The Federal Sales Sherpa, Eileen Kent, discusses how to get – and keep – your GSA schedule contract on this week’s Federal Sales Sherpa Show: LINK 

“I can’t tell you how many people are calling me every day – saying they’re about to lose their schedule due to minimal sales,” says Kent.

GSA has team members and centers of people who manage the paperwork process of reading, approving and awarding GSA schedule. There are about 19,000 vendors on schedule – selling between $35B and $40B per year. But the reality is this: only HALF of the schedule holders are winning federal contracts utilizing the GSA schedule and if they don’t sell $25K minimum through it – they will lose it in the first two years. Also, if they don’t maintain at least $25k in federal sales through the GSA schedule every year thereafter, they risk losing the GSA Schedule.

“This is the number one reason businesses are getting booted,” says Kent. “If you’re one of those schedule holders, well everything’s fair in love – and federal contracting. GSA has no patience for $0 sales anymore.”

“Here’s the reality,” says Kent. “It costs between $10k and $25k to obtain a GSA schedule. If you plan to fill out the paperwork and apply for a schedule – feel free to try to do it by yourself – but it’s going to take you at least a year to complete. Ask any small business who has gone through the process all alone.” 

“Between the application process, proving your prices, negotiating your rates and agreeing on a fair and reasonable price for your products and services, you need to be willing to show GSA how much more sales you’re going to bring to the schedule – than the current schedule holders. They’re also going to look at your finances, your past performance, your references and your ability to fill out paperwork.” GSA says that it costs them $3,000 per year – per vendor – to manage your schedule with mods, approvals and communications.

“Think about it – if you were GSA, a self-funded agency, living off of the GSA schedule holders’ sales – yes – that’s what I said – they LIVE off contractors’ sales.

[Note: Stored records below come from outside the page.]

PR #372, opened 2021-08-02
Forward backward correlate

gaoteng-git:
Add new link event "forward_backward" to dumped json file. 
The latency overhead is only about 1% to `profile.__exit__`

image
image

### DIFF
--- a/libkineto/include/GenericTraceActivity.h
+++ b/libkineto/include/GenericTraceActivity.h
@@ -16,6 +16,15 @@
 #include "TraceActivity.h"
 #include "TraceSpan.h"
 
+#define GENERATE_FORWARD_BACKWARD_LINK(link_id, link_type) \
+  ((((uint64_t)(link_type)) << 60) | (link_id))
+#define GET_LINK_TYPE(link) \
+  (((uint64_t)(link)) >> 60)
+#define GET_LINK_ID(link) \
+  ((((uint64_t)1 << 60) - 1) & (link))
+#define LINK_FORWARD_BACKWARD_HEAD 1
+#define LINK_FORWARD_BACKWARD_TAIL 2
+
 namespace libkineto {
 
 // @lint-ignore-every CLANGTIDY cppcoreguidelines-non-private-member-variables-in-classes
@@ -27,7 +36,7 @@ class GenericTraceActivity : public TraceActivity {
 
   GenericTraceActivity(
       const TraceSpan& trace, ActivityType type, const std::string& name)
-      : activityType(type), activityName(name), traceSpan_(&trace) {
+      : activityType(type), activityName(name), traceSpan_(&trace), linkedAct(nullptr), linkId(0){
   }
 
   int64_t deviceId() const override {
@@ -59,7 +68,7 @@ class GenericTraceActivity : public TraceActivity {
   }
 
   const TraceActivity* linkedActivity() const override {
-    return nullptr;
+    return linkedAct;
   }
 
   const TraceSpan* traceSpan() const override {
@@ -86,6 +95,9 @@ class GenericTraceActivity : public TraceActivity {
   int32_t resource{0};
   ActivityType activityType;
   std::string activityName;
+  TraceActivity* linkedAct;
+  // High-4bits represents link type.
+  uint64_t linkId;
 
  private:
   const TraceSpan* traceSpan_;
--- a/libkineto/include/GenericTraceActivity.h
+++ b/libkineto/include/GenericTraceActivity.h
@@ -16,16 +16,10 @@
 #include "TraceActivity.h"
 #include "TraceSpan.h"
 
-#define GENERATE_FORWARD_BACKWARD_LINK(link_id, link_type) \
-  ((((uint64_t)(link_type)) << 60) | (link_id))
-#define GET_LINK_TYPE(link) \
-  (((uint64_t)(link)) >> 60)
-#define GET_LINK_ID(link) \
-  ((((uint64_t)1 << 60) - 1) & (link))
-#define LINK_FORWARD_BACKWARD_HEAD 1
-#define LINK_FORWARD_BACKWARD_TAIL 2
-
 namespace libkineto {
+
+// Link type, used in GenericTraceActivity.flow.type
+constexpr unsigned int kLinkFwdBwd = 1;
 
 // @lint-ignore-every CLANGTIDY cppcoreguidelines-non-private-member-variables-in-classes
 // @lint-ignore-every CLANGTIDY cppcoreguidelines-pro-type-member-init
@@ -36,7 +30,7 @@ class GenericTraceActivity : public TraceActivity {
 
   GenericTraceActivity(
       const TraceSpan& trace, ActivityType type, const std::string& name)
-      : activityType(type), activityName(name), traceSpan_(&trace), linkedAct(nullptr), linkId(0){
+      : activityType(type), activityName(name), traceSpan_(&trace){
   }
 
   int64_t deviceId() const override {
@@ -68,7 +62,7 @@ class GenericTraceActivity : public TraceActivity {
   }
 
   const TraceActivity* linkedActivity() const override {
-    return linkedAct;
+    return flow.linkedActivity;
   }
 
   const TraceSpan* traceSpan() const override {
@@ -95,9 +89,12 @@ class GenericTraceActivity : public TraceActivity {
   int32_t resource{0};
   ActivityType activityType;
   std::string activityName;
-  TraceActivity* linkedAct;
-  // High-4bits represents link type.
-  uint64_t linkId;
+  struct Flow {
+    Flow(): linkedActivity(nullptr), id(0), type(0) {}
+    TraceActivity* linkedActivity; // Only set in destination side.
+    uint64_t id : 60;
+    uint64_t type : 4;
+  } flow;
 
  private:
   const TraceSpan* traceSpan_;
--- a/libkineto/src/output_json.cpp
+++ b/libkineto/src/output_json.cpp
@@ -252,12 +252,12 @@ void ChromeTraceLogger::handleGenericActivity(
 
 void ChromeTraceLogger::handleGenericLink(const GenericTraceActivity& op) {
   if (op.flow.type == kLinkFwdBwd) {
-    this->handleFwdBwdLinkStart(*((GenericTraceActivity*)op.flow.linkedActivity), "forward_backward", "fwd_bwd");
-    this->handleFwdBwdLinkEnd(op, "forward_backward", "fwd_bwd");
+    this->handleGenericLinkStart(*((GenericTraceActivity*)op.flow.linkedActivity), "forward_backward", "fwd_bwd");
+    this->handleGenericLinkEnd(op, "forward_backward", "fwd_bwd");
   }
 }
 
-void ChromeTraceLogger::handleFwdBwdLinkStart(
+void ChromeTraceLogger::handleGenericLinkStart(
     const libkineto::GenericTraceActivity& s,
     const std::string& cat,
     const std::string& name) {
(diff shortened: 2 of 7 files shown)


chaekit:
@gdankel +1 on adding extra fields in GTA after all the refactoring we have gone through. I'll add a comment in the class to warn future contributor about this. other than that @gaoteng-git thanks for the PR!

libkineto/include/GenericTraceActivity.h
```diff
@@ -87,6 +87,11 @@ class GenericTraceActivity : public TraceActivity {
   ActivityType activityType;
   std::string activityName;
 
+  int64_t seqNumber{-1};
```
gdankel, line 90: Adding four fields for this is a bit much. And it's very specific, both to PyTorch and to the way forward / backwards currently works.
At the very least this needs a big FIXME comment to explain this is a temporary and hacky implementation.

libkineto/src/ActivityProfiler.cpp
```diff
@@ -186,6 +190,37 @@ void ActivityProfiler::processCpuTrace(
...
+      // Assumption: Among all ops with same sequence number,
+      // the one with biggest start time is most likely launching backward op.
+      auto iter = tidSeq2activity_.find(key);
+      if (iter == tidSeq2activity_.end()) {
+        uint64_t uid = tidSeq2activity_.size() + 1; // Start from 1.
+        act.unique_op_id = uid;
+        tidSeq2activity_[key] = &act;
+      }
+      else {
+        if (act.startTime >= iter->second->startTime) {
```
gdankel, line 215: When does it happen that the same key is encountered multiple times?

gdankel (commented):
I think this is good for a prototype implementation but we can't land this without big comments in the code referring to an issue describing a plan for improving.

libkineto/src/ActivityProfiler.cpp
gaoteng-git: Now the sequence number is only incremented on creating a "Node" object for backward pass, by [calling "at::sequence_number::get_and_increment()"](https://github.com/pytorch/pytorch/blob/bf7d03ff1f3cded53a16b707a2db76ce25c130f7/torch/csrc/autograd/function.h#L130). 
Among all ops with same sequence number, the one with biggest startTime is the one launching backward op. So I choose this one to cache into "tidSeq2activity_" for matching with backward-op of same tid and seq number.
I've added comments explaining this.

libkineto/include/GenericTraceActivity.h
gaoteng-git: Yes, it's a little heavy. I've considered moving these columns into "args" json string, but it will need parse the string in kineto side when using them to do correlation.
I've added FIXME to it. Please feel free to update it in a better way later on.

gdankel: I think most of the code does not belong in Kineto itself but in PyTorch Kineto profiler.

libkineto/src/ActivityProfiler.cpp
```diff
@@ -187,6 +191,40 @@ void ActivityProfiler::processCpuTrace(
 
   CpuGpuSpanPair& span_pair = recordTraceSpan(cpuTrace.span, cpuTrace.gpuOpCount);
   TraceSpan& cpu_span = span_pair.first;
+  // Update act.unique_op_id to correlate forward-op and backward-op.
```
gdankel, line 194: I suggest adding all this code into profiler_kineto.cpp (as part of #62553) and call it from finalizeCPUTrace.
Then, the only thing we need to add to GenericTraceActivity is a linkedFlowId or a pointer to the linked activity that can be returned by linkedActivity().
My overall plan for flows is to encode a flow ID and a flow type in a flow field (e.g. 4 bits for flow type). Profilers can register flow types and associate them with names to make it possible to link activities across separate profilers.
In this case you're only linking activities within a single profiler so it's a bit simpler.

libkineto/src/output_json.cpp
```diff
@@ -244,6 +244,43 @@ void ChromeTraceLogger::handleGenericActivity(
       op.traceSpan()->name, op.traceSpan()->iteration, separator,
       op_metadata);
   // clang-format on
+
+  if (op.unique_op_id != 0) {
```
gdankel, line 248: Change to check for linkedActivity() != nullptr after making changes suggested above, and add handleGenericLink() instead taking two activities (start and end).

gdankel (changes requested):

libkineto/include/GenericTraceActivity.h
gaoteng-git: OK. Moved to PyTorch side.

libkineto/src/ActivityProfiler.cpp
gaoteng-git: Got it. Made following change to "GenericTraceActivity.h":
Added "TraceActivity* linkedAct;" to point to its corresponding backward or forward op. Added "uint64_t linkId;" to give a pair of forward&backward ops same value, the high-4bits is link type.
And move correlating logic to "finalizeCPUTrace".

libkineto/src/output_json.cpp
gaoteng-git: Thanks. Done.

libkineto/src/output_json.h
```diff
@@ -44,6 +44,10 @@ class ChromeTraceLogger : public libkineto::ActivityLogger {
 
   void handleGenericActivity(const GenericTraceActivity& activity) override;
 
+  void handleGenericLink(const GenericTraceActivity& activity);
```
gdankel, line 47: Move these to private

gaoteng-git: Thanks. Done.

libkineto/include/GenericTraceActivity.h
```diff
@@ -86,6 +95,9 @@ class GenericTraceActivity : public TraceActivity {
   int32_t resource{0};
   ActivityType activityType;
   std::string activityName;
+  TraceActivity* linkedAct;
+  // High-4bits represents link type.
+  uint64_t linkId;
```
gdankel, line 100: From offline discussion, how about this for now:
struct {
TraceActivity* prevActivity;
uint64_t id : 28;
uint64_t type : 4;
} flow;

prevActivity establishes order, so even if timestamps are equal we know which come first.

libkineto/include/GenericTraceActivity.h
```diff
@@ -16,6 +16,15 @@
 #include "TraceActivity.h"
 #include "TraceSpan.h"
 
+#define GENERATE_FORWARD_BACKWARD_LINK(link_id, link_type) \
```
gdankel, line 19: I think we can remove all these defines with the below bitfield proposal.

libkineto/include/GenericTraceActivity.h
```diff
@@ -16,6 +16,15 @@
...
+  ((((uint64_t)(link_type)) << 60) | (link_id))
+#define GET_LINK_TYPE(link) \
+  (((uint64_t)(link)) >> 60)
+#define GET_LINK_ID(link) \
+  ((((uint64_t)1 << 60) - 1) & (link))
+#define LINK_FORWARD_BACKWARD_HEAD 1
```
gdankel, line 25: We can use one type here I think, just to determine category and name:
constexpr unsigned int kLinkFwdBwd = 1;

libkineto/src/output_json.cpp
```diff
@@ -244,6 +244,50 @@ void ChromeTraceLogger::handleGenericActivity(
...
   // clang-format on
+
+  if (op.linkedActivity() != nullptr) {
+    handleGenericLink(op);
+  }
+}
+
+void ChromeTraceLogger::handleGenericLink(const GenericTraceActivity& op) {
+  uint64_t link_type = GET_LINK_TYPE(op.linkId);
+  if (link_type == LINK_FORWARD_BACKWARD_HEAD) {
```
gdankel, line 255: Assuming linkedActivity is set only for destination and above bitfield suggestion:

if (op.flow.linkType == kLinkFwdBwd) {
  handleGenericLinkStart(op.flow.linkedActivity(), "forward_backward", "fwd_bwd");
  handleGenericLinkEnd(op, "forward_backward", "fwd_bwd");
}

libkineto/src/output_json.cpp
```diff
@@ -244,6 +244,50 @@ void ChromeTraceLogger::handleGenericActivity(
...
+    return;
+  }
+
+  // clang-format off
+  traceOf_ << fmt::format(R"JSON(
+  {{
+    "ph": "s", "id": {}, "pid": {}, "tid": "{}", "ts": {},
+    "cat": "forward_backward", "name": "fwd_bwd"
+  }},)JSON",
+      GET_LINK_ID(s.linkId), processId(), s.resourceId(), s.timestamp());
```
gdankel, line 274: s.flow.id

gdankel (changes requested):

libkineto/include/GenericTraceActivity.h
```diff
@@ -27,7 +30,7 @@ class GenericTraceActivity : public TraceActivity {
 
   GenericTraceActivity(
       const TraceSpan& trace, ActivityType type, const std::string& name)
-      : activityType(type), activityName(name), traceSpan_(&trace) {
+      : activityType(type), activityName(name), traceSpan_(&trace), flow.linkedActivity(nullptr), linkId(0){
```
gdankel, line 33: linkId?

libkineto/src/output_json.cpp
```diff
@@ -244,6 +244,53 @@ void ChromeTraceLogger::handleGenericActivity(
...
+}
+
+void ChromeTraceLogger::handleGenericLink(const GenericTraceActivity& op) {
+  if (op.flow.type == kLinkFwdBwd) {
+    this->handleFwdBwdLinkStart(*(op.flow.linkedActivity), "forward_backward", "fwd_bwd");
+    this->handleFwdBwdLinkEnd(op, "forward_backward", "fwd_bwd");
+  }
+}
+
+void ChromeTraceLogger::handleFwdBwdLinkStart(
```
gdankel, line 260: rename to handleGenericLinkStart()?

libkineto/src/output_json.cpp
```diff
@@ -244,6 +244,53 @@ void ChromeTraceLogger::handleGenericActivity(
...
+  traceOf_ << fmt::format(R"JSON(
+  {{
+    "ph": "s", "id": {}, "pid": {}, "tid": "{}", "ts": {},
+    "cat": "{}", "name": "{}"
+  }},)JSON",
+      s.flow.id, processId(), s.resourceId(), s.timestamp(), cat, name);
+  // clang-format on
+}
+
+void ChromeTraceLogger::handleFwdBwdLinkEnd(
```
gdankel, line 278: rename?

gdankel:
LGTM, just need to pass tests and address nits.

gdankel (approved):

libkineto/src/output_json.cpp
gaoteng-git: Thanks. Done.

libkineto/src/output_json.cpp
gaoteng-git: Thanks. Done.

libkineto/include/GenericTraceActivity.h
gaoteng-git: Thanks. Done.

tb_plugin/torch_tb_profiler/profiler/multiprocessing.py
```diff
@@ -3,7 +3,7 @@
 
 
 def get_start_method():
-    return os.getenv('TORCH_PROFILER_START_METHOD')
+    return os.getenv('TORCH_PROFILER_START_METHOD', "spawn")
```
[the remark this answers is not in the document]
cloudhan: @chaekit Maybe we could do a cherry-pick to the master branch and remove the commit from this branch? What do you think?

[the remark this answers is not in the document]
cloudhan: That will create a merge conflict when we want to merge plugin/vnext to master but we can resolve it on our side.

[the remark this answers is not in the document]
cloudhan: @gaoteng-git Please consider merge this PR after https://github.com/pytorch/kineto/pull/402

chaekit (approved):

They collect .75% of every dollar on every schedule – except the medical services and supplies where they collect .50%. They call it the Industrial Funding Fee. So for $39B in sales through GSA schedules, they’re collecting $270,000,000. Now, if you were GSA and you were handling the paperwork for 19,000 or so vendors every year – and only HALF are brining in sales, wouldn’t you start cutting the dead weight?”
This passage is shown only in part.